## Problem to work on
Each entry needs to appear again, retyped exactly as it is below.

## Supplied data
━━━━━━
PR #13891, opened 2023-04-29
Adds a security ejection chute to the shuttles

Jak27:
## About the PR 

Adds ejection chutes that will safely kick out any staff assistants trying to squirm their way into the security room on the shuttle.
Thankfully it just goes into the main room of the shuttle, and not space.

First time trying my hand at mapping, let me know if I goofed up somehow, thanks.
━━━━━━
## Solution
PR #13891, opened 2023-04-29
Adds a security ejection chute to the shuttles

Jak27:
## About the PR 

Adds ejection chutes that will safely kick out any staff assistants trying to squirm their way into the security room on the shuttle.
Thankfully it just goes into the main room of the shuttle, and not space.

First time trying my hand at mapping, let me know if I goofed up somehow, thanks.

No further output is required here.